*YOUR INSTRUCTIONS:* Determine the number of lines in these entries that hold the word "separate". Give the number and nothing more.

*MATERIAL PROVIDED:*

PR #597, opened 2026-07-08
fix(eve): merge system instructions before model calls

iroiro147:
## Summary
- merge assembled system instructions into a single system message before constructing the model call
- keep session history, dynamic instruction lifecycle, and array-form user content unchanged
- preserve Anthropic direct-cache provider options by applying the cache marker before merging

Fixes #596.

## Tests
- `pnpm --filter eve exec vitest run --config vitest.unit.config.ts src/harness/tool-loop.test.ts` (148 passed)
- `pnpm --filter eve run typecheck`
- `pnpm --filter eve exec oxlint src/harness/tool-loop.ts src/harness/tool-loop.test.ts src/harness/instrumentation-runtime-context.ts src/public/instrumentation/index.ts`
- `pnpm exec oxfmt --check packages/eve/src/harness/tool-loop.ts packages/eve/src/harness/tool-loop.test.ts packages/eve/src/harness/instrumentation-runtime-context.ts packages/eve/src/public/instrumentation/index.ts .changeset/merge-system-instructions.md`
- `pnpm guard:invariants`
- `pnpm changeset status --since origin/main`
- `git diff --check`

PR #765, opened 2026-07-14
fix(eve): merge system instructions

### LINKED ISSUE #596: Multi-system-message prompt assembly breaks Fireworks (opaque 500), merge system messages at the model-call boundary
### TL;DR

**Current output** (what reaches the provider when an agent has `instructions` + one `defineInstructions`/`defineDynamic`, and the user message carries a file part):

```jsonc
[
  { "role": "system", "content": "<agent instructions>" },
  { "role": "system", "content": "<dynamic instructions>" },
  {
    "role": "user",
    "content": [
      { "type": "text", "text": "What's my P&L for 2025?" },
      { "type": "file", "filename": "receipt.jpg", "mediaType": "image/jpeg", "...": "..." }
    ]
  }
]
// Fireworks → HTTP 500 (opaque), turn parks with MODEL_CALL_FAILED
```

**Expected output** (system messages merged at the model-call boundary; history/lifecycle unchanged):

```jsonc
[
  { "role": "system", "content": "<agent instructions>\n\n<dynamic instructions>" },
  {
    "role": "user",
    "content": [
      { "type": "text", "text": "What's my P&L for 2025?" },
      { "type": "file", "filename": "receipt.jpg", "mediaType": "image/jpeg", "...": "..." }
    ]
  }
]
// Fireworks → 200
```

eve assembles the model-call `instructions` as an array of system messages: `prepareModelCallInput` (harness/tool-loop) builds `[agent.system, ...dynamic instruction messages, skill announcements, delivery note]`. Any agent that combines `defineAgent({ instructions })` with one `defineInstructions`/`defineDynamic` therefore sends **two or more system-role messages** on every call.

Fireworks' OpenAI-compatible chat completions endpoint (observed on `accounts/fireworks/models/qwen3p7-plus`, eve 0.21.1 via `@ai-sdk/fireworks`) returns an opaque HTTP 500 when a request combines **2+ system messages with array-form user content**. Each half of the pattern works alone: one system message + array user content is fine, multiple system messages + plain string user content is fine. The intersection fails deterministically. We've verified this is a Fireworks server-side bug and reported it to them separately — but eve emits the triggering pattern by design, and nothing about the semantics requires N separate system messages.

This is about to hit more people: eve 0.21's native attachment lane produces array-form user content whenever a message carries file parts, so "agent with dynamic instructions + user sends an attachment" = every turn fails with `MODEL_CALL_FAILED` on Fireworks-hosted models.

**Repro sketch:**
1. `defineAgent({ model: fireworks('accounts/fireworks/models/qwen3p7-plus'), instructions })` plus any `defineInstructions`/`defineDynamic` (→ 2 system messages).
2. Send a turn whose user message has array content (e.g. a file part).
3. Provider returns 500; turn parks with `MODEL_CALL_FAILED`.

**Workaround we're running:** a `LanguageModelMiddleware` whose `transformParams` concatenates all system messages into one (`join('\n\n')`). No behavioral difference observed — which supports merging being semantically safe.

### Proposed solution

Merge the assembled system messages into a **single** system message at the model-call boundary (`prepareModelCallInput`), keeping them separate in session history and in the dynamic-instruction lifecycle. For OpenAI-compatible APIs the concatenation is semantically equivalent; Anthropic handles `system` separately anyway. The `applySystemCacheBreakpoint` logic would apply to the merged message. If unconditional merging feels too opinionated, an agent-level opt-in (e.g. `mergeSystemMessages: true`) would do — but defensive-by-default seems right given providers demonstrably choke on the pattern.

ruiconti:
## What

- collapse base, retry, and dynamic system instructions into one AI SDK system message
- preserve instruction order and provider options
- retain the Anthropic system cache breakpoint on the merged message
- expose the normalized shape to instrumentation

## Failure boundary

A base agent prompt plus a durable or dynamic system instruction reached the provider as two system messages. Fireworks rejects that request shape, so otherwise valid turns failed before generation. Array-form user content made the reported case easy to reproduce but is not the source of the invalid system-message count.

The Anthropic marker is applied before the merge and retained on the combined message. A direct-provider regression test pins that path. Plain single-string prompts retain their existing shape.

Closes #596. Prior implementation: #597.

### DIFF
--- a/.changeset/merge-system-instructions.md
+++ b/.changeset/merge-system-instructions.md
@@ -1,0 +1,5 @@
+---
+"eve": patch
+---
+
+Model calls now merge multiple system instructions into one message, avoiding provider failures when dynamic instructions are combined with array-form user content.
--- a/packages/eve/src/harness/instrumentation-runtime-context.ts
+++ b/packages/eve/src/harness/instrumentation-runtime-context.ts
@@ -32,7 +32,7 @@ export interface BuildTelemetryRuntimeContextInput {
   readonly emissionState: HarnessEmissionState;
   readonly environment: string;
   readonly modelInput: {
-    readonly instructions: string | readonly SystemModelMessage[] | undefined;
+    readonly instructions: string | SystemModelMessage | undefined;
     readonly messages: readonly ModelMessage[];
   };
   readonly session: HarnessSession;
--- a/packages/eve/src/harness/tool-loop.test.ts
+++ b/packages/eve/src/harness/tool-loop.test.ts
@@ -7,6 +7,7 @@ import {
   ToolLoopAgent,
   type UserContent,
 } from "ai";
+import { MockLanguageModelV3 } from "ai/test";
 import { afterEach, describe, expect, it, vi } from "vitest";
 
 import { ContextContainer, contextStorage } from "#context/container.js";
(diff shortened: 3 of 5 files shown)


ctgowrie (commented):
Should this be upstreamed into ai sdk?

AndrewBarba (approved):

iroiro147:
Thanks for landing this @ruiconti.

One note on attribution: #597 was open from 8 Jul (I closed it on 30 Jul) carrying the same fix — collapsing base, retry, and dynamic system instructions into a single system message, since providers that reject a multi-system-message request shape were failing otherwise valid turns. GitHub cross-references the two PRs. If #597 informed this work, a credit line would be appreciated; if you arrived at it independently, no concern at all.

PR #770, opened 2026-07-14
fix: Escape unsafe JS characters in channel routes

odaysec:
Updated dispatchChannelWebSocketRequest and dispatchChannelRequest to escape unsafe JavaScript code characters in routeKey.

### Description
Using string concatenation to construct JavaScript code can be error-prone, or in the worst case, enable code injection if an input is constructed by an attacker.

The constructs a function that assigns the number 42 to the property `key` on an object `obj`. However, if `key` contains `</script>`, then the generated code will break out of a `</script>` if inserted into a `</script>` tag.

### PR Checklist


odaysec (commented):
Use a dedicated escaping helper for values inserted into generated JavaScript module source. Keep `JSON.stringify(...)` (to preserve string-literal semantics) and then post-process to escape dangerous characters (`<`, `>`, `/`, backslashes, line separators, control chars) so generated module text cannot be broken by special sequences.

Best fix in this file:
1. Add a local `charMap` and `escapeUnsafeJsCodeChars` helper near the existing constants/helpers.
2. Replace direct `JSON.stringify(routeKey)` interpolations in generated export lines with `escapeUnsafeJsCodeChars(JSON.stringify(routeKey))`.
3. Keep behavior unchanged otherwise (same values, same routing logic, same module generation layout).

PR #780, opened 2026-07-14
test(dev): pin the public dev-server contract for the stock-Nitro migration

ctgowrie:
## Why

We want to stop owning a bespoke dev listener/worker transport and align `eve dev` onto the stock Nitro dev server, without giving up authored HMR or in-flight Workflow turns finishing on the code that started them. `research/dev-stock-nitro-alignment.md` (added here) lays out the architecture, the two deliberately relaxed invariants, and the five-stage delivery plan.

This is **stage A**: no runtime changes. It re-expresses every transport-level assertion the migration will delete as a public-surface contract test, so later stages can remove `dev-worker-server` and friends while provably preserving behavior.

## New contract tests (all pass against the current stack)

- Chaos: a worker crash settles an open channel stream within a bounded deadline, and the server recovers to a completed streamed turn.
- Chaos: shutdown stays bounded and graceful (beats the harness SIGKILL fallback) while a stream is open.
- Chaos: authored routes observe the socket peer as `requestIp` even when the request carries forged worker metadata and `x-forwarded-for`.
- Lifecycle: a kept-alive connection serves a second request on the same socket across a structural worker replacement.

## Parity rules for the rest of the stack

- `test/scenarios/dev-server*.ts` stay green and unchanged through every stage — with one deliberate exception in stage C (instrumentation pinning across structural edits), flagged in the plan.
- Implementation-level suites (`dev-worker-server.scenario`, metadata tests) are deleted only in the stage that deletes their subject.

## Stack

Stacked on #778. Next stages: B (server-side generation selection), C (active-worker turns), D (parent-private World RPC), E (stock Nitro dev server + drained replacement, with the env-runner drain offered upstream).

### DIFF
--- a/packages/eve/test/scenarios/dev-server-chaos.scenario.test.ts
+++ b/packages/eve/test/scenarios/dev-server-chaos.scenario.test.ts
@@ -19,6 +19,7 @@ import {
   startEveDev,
   wait,
   waitForCondition,
+  withinDeadline,
   type RunningEveDev,
 } from "./dev-server-harness.js";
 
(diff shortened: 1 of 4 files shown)


ctgowrie:
Superseded: the stock-Nitro route will be a parallel stack off latest main, not stacked on the current dev-lifecycle stack. The contract tests and research doc here get ported into that stack phase by phase.

PR #782, opened 2026-07-14
feat(dev): drain retired dev workers behind the stock Nitro contract

ctgowrie:
## Why

First implementation stage of the stock-Nitro dev-server route (parallel to #760–#778, branched off #759 as the shared foundation). Stock Nitro's dev server already ready-gates reloads and gates admissions — but `RunnerManager.reload` terminates the previous worker as soon as the next one attaches, resetting every admitted response and socket. That termination is the only gap between stock Nitro and eve's no-reset requirement.

## What changed

- `DrainedNitroDevServer`: keeps the stock dev-server contract (`dev:start`/`dev:reload`/`dev:error` hooks, ready-gated replacement, crash restart) and adds **drained replacement** — the retired worker keeps serving the responses and websockets it already admitted (unbounded; a streaming turn can hold one for minutes) and is terminated once its last exchange settles, via parent-side exchange accounting. No worker-side protocol needed.
- Requests are served by the active worker *throughout* rebuilds (no stall), a failed candidate stays invisible behind the previous worker, and shutdown terminates immediately so open streams cannot block exit.
- Workers run on the vendored `env-runner` node-worker — the same runner stock Nitro uses. The class is deliberately shaped to be deleted once equivalent drain semantics land upstream in Nitro/env-runner (upstream PR to follow).

## Tests

Real-server contract suite (`dev-server-drain.scenario.test.ts`): an admitted stream keeps flowing on the retired worker across a replacement; a kept-alive connection serves across a replacement on the same socket; crash restart; bounded shutdown with an open stream; socket-derived client address despite forged forwarding headers. Class-level suite covers failed-candidate invisibility, drain-on-last-exchange, crash restart, failed-upgrade socket destruction, and idempotent close. The pre-existing dev-server scenario passes unchanged.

*SOLUTION TO THIS PROBLEM:* 2